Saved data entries
"""

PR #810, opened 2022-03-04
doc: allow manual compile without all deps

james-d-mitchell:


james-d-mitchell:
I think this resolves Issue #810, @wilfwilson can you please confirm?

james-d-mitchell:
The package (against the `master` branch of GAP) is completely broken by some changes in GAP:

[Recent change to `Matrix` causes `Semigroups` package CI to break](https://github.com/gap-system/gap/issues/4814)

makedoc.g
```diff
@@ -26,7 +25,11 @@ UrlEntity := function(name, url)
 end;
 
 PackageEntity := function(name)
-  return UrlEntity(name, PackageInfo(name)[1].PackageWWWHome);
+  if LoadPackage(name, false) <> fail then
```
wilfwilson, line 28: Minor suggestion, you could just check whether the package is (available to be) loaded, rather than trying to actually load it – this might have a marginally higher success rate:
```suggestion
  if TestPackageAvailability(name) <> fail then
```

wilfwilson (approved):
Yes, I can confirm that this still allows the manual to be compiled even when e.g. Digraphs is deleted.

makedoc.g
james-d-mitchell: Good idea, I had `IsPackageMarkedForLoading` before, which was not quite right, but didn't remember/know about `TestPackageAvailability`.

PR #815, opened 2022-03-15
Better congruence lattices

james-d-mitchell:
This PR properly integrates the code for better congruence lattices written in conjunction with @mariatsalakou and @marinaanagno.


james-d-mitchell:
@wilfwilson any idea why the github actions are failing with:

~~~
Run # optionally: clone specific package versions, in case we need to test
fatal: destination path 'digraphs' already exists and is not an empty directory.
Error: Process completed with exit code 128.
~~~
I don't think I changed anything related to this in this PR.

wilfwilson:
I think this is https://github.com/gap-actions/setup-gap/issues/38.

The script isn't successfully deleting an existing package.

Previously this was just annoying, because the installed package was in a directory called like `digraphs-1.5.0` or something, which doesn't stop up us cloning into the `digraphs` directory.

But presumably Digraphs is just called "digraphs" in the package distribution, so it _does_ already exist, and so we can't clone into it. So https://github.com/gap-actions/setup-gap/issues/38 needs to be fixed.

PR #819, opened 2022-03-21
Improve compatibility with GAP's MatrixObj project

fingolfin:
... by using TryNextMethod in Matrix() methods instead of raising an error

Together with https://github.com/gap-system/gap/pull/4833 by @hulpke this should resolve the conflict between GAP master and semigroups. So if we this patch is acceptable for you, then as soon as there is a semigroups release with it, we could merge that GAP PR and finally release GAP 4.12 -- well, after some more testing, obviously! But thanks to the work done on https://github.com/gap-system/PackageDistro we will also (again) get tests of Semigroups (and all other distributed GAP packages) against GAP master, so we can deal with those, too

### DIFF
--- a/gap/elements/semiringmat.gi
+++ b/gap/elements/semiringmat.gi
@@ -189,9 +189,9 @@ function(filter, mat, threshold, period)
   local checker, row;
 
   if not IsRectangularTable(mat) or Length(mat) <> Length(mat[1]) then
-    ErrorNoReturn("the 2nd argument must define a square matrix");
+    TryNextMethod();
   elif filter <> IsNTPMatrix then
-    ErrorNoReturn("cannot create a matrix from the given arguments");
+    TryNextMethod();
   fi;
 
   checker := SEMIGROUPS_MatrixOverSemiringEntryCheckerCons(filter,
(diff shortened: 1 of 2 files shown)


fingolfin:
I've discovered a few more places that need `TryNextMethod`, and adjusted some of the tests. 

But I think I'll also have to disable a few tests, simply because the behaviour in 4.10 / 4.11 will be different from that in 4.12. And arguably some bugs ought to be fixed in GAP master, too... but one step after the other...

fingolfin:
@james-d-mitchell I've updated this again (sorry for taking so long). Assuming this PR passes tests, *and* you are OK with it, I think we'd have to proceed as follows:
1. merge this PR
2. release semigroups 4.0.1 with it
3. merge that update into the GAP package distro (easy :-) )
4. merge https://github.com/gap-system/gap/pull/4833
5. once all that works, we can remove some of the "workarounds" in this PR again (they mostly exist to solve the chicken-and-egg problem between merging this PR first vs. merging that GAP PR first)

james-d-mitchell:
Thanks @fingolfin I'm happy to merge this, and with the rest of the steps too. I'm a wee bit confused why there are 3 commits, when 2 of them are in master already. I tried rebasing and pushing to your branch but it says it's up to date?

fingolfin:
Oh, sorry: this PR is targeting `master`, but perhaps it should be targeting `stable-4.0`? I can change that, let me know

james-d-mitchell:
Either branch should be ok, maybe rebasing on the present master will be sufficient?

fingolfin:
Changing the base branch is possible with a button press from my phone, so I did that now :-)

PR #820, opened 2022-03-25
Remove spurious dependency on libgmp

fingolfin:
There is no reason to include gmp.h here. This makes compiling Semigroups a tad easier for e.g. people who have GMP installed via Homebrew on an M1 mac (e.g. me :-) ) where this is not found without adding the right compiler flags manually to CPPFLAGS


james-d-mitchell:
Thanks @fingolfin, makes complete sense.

"""

**GOAL OF THE EXERCISE:** For the word "already", how many lines in the records above contain it? Answer with the number and nothing else.

**ANSWER TO THE EXERCISE:** 3